Any negative emotion or bit of upset energy coming from me during a bubble is the equivalent of pouring lighter fluid on a flame. Even though I’m scared, mad, enraged, bitter, tired, frustrated and hurt. I have learned to appear neutral and often times I have to remove myself physically in order for us both to be safe and to hide my energy. Learning to take care of myself is another blog post altogether.
“Linda, does he know how lucky he is? You are so supportive. You’re an amazing person for doing this, for sticking around.” Many people have praised me, and that feels uncomfortable to hear. I feel a great sense of purpose, and that I am needed. We both feel seen, accepted and celebrated every single day by each other and also by our immediate family and friends. Aaron says, “It’s almost like the universe gave us the perfect relationship to help us withstand the ups and downs of living with mental illness.”
I agree.
Featured image by Kate Gillie
This post is part of a series intended to be read in sequence. If you haven’t already, we encourage you to start with 1. INCITING INCIDENT, 1976
Wow. There is so much here to think about. So grateful you guys are saying these words.

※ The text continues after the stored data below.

PR #2460, opened 2021-07-05
Fix race condition for onChange when formData is controlled prop

olzraiti:
(I had an older PR for this, but I closed that one since I though the issue was fixed. That was a mistake - the test wasn't run because it wasn't inside a `describe` block. The old PR was #1990, sorry for making this a bit messy.)

This bug was introduced by #1804

The race condition occurs when (1) Form receives the formData prop, and will call the onChange function, and (2) when onChange is called at the same time by some component rendered by the Form.

### Checklist


heath-freenome:
Reimplemented on v5 beta due to typescript conversion of the file via https://github.com/rjsf-team/react-jsonschema-form/pull/3052

PR #2465, opened 2021-07-12
Prevent "submit" event propagation

Mottie:

I'm adding profile editing modals to our form's contact info page. The problem is that the modal renders a nested form. And clicking "update" inside the modal causes the "submit" event to propagate to the outer form causing the form to navigate to the next page.

I know nested form aren't allowed within the [HTML spec](https://html.spec.whatwg.org/multipage/forms.html#the-form-element):

> Content model:
> &nbsp;&nbsp;Flow content, but with no form element descendants.

But I could not find a way around it (ref the conversation from the first Slack link)

The only solution I found was to modify this library. I only call the `event.stopPropagation()` if a prop is passed to ensure I don't break something unintentionally.

Related:
- https://github.com/department-of-veterans-affairs/va.gov-team/issues/27137
- https://github.com/department-of-veterans-affairs/vets-website/pull/17831
- https://dsva.slack.com/archives/CBU0KDSB1/p1625846517423300
- https://dsva.slack.com/archives/CBU0KDSB1/p1626107406455800

### Checklist


Mottie:
oops, meant to open this in our fork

i think it’s impressive that you have always been able to separate Aaron’s behavior from his character. somehow from the beginning you seemed to be able to identify that this wasn’t HIM. i find that very impressive. i think people often struggle to do this, even with people they have known for 20 years. or even when we do know the reason behind the behavior, we can’t always tolerate it. you guys are lucky to have found each other.
I agree, Cindy, and Linda’s ability to do this has been one of the greatest blessings of my life. Indeed, this gave me a little bit of safe space to begin to recover. I’ll be forever grateful to Linda.